Records for this task —
%%

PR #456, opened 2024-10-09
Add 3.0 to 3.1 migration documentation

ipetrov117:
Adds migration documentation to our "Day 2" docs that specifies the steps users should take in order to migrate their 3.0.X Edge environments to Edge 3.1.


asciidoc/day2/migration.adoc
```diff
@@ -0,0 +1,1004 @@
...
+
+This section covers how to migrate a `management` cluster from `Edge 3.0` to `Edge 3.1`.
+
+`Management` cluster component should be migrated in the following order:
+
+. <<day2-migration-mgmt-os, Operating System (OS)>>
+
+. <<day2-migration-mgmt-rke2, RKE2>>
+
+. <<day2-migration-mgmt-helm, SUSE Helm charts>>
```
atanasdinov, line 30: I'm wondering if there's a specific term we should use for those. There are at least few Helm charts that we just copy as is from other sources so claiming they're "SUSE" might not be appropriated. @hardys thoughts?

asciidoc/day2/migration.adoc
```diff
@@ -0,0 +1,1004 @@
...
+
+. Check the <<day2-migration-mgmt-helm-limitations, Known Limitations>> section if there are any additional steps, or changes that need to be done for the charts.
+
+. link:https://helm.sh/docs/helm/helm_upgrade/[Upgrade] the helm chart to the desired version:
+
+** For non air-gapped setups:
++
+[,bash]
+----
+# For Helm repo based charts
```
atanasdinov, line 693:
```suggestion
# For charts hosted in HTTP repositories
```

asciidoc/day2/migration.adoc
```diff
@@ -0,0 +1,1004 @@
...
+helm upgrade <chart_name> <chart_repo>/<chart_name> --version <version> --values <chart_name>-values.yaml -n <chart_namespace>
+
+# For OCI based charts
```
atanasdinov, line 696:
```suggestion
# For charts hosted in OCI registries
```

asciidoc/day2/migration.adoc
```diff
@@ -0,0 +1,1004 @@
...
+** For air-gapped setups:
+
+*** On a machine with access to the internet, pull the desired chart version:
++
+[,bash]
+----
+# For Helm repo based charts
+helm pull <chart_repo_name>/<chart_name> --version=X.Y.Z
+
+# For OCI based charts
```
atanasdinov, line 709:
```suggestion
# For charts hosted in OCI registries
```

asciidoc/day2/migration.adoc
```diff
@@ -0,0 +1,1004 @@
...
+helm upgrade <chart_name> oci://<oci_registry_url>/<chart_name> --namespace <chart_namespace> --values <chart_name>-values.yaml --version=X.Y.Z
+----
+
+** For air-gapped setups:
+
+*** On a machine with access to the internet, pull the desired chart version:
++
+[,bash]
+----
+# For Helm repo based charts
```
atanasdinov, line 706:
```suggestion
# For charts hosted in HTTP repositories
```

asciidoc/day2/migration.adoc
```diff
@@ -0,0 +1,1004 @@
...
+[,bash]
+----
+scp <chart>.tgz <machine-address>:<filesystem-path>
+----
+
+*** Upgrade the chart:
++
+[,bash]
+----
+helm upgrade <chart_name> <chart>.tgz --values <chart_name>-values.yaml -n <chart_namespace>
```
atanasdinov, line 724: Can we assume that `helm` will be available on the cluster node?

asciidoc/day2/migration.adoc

%%
%%

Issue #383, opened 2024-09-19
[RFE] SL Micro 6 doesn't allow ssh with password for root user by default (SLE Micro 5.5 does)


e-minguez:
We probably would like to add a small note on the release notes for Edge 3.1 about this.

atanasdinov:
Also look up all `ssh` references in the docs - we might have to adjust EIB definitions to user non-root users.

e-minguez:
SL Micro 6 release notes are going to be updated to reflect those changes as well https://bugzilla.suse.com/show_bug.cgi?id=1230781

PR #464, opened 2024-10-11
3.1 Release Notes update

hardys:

%%
%%

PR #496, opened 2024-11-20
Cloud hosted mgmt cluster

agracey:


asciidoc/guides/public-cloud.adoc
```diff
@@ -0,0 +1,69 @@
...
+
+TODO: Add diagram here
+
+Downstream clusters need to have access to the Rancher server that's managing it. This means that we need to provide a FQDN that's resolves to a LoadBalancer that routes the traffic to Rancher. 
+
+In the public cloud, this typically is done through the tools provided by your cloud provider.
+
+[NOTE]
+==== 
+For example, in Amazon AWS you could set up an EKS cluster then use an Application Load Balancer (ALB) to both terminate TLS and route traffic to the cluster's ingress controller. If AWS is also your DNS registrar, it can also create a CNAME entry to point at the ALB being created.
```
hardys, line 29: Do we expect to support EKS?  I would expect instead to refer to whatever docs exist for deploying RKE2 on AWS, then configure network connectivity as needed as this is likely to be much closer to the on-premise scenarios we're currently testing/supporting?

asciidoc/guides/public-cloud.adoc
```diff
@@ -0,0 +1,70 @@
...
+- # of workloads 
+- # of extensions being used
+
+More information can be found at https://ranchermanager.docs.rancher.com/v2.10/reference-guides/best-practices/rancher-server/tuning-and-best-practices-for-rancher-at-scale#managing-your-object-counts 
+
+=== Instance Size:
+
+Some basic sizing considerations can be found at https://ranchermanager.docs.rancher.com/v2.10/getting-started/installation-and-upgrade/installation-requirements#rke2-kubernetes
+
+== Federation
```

%%

Aim of the exercise —
In the entries above, find each line containing the string "order" and copy it.

Response area —
Adds migration documentation to our "Day 2" docs that specifies the steps users should take in order to migrate their 3.0.X Edge environments to Edge 3.1.
+`Management` cluster component should be migrated in the following order:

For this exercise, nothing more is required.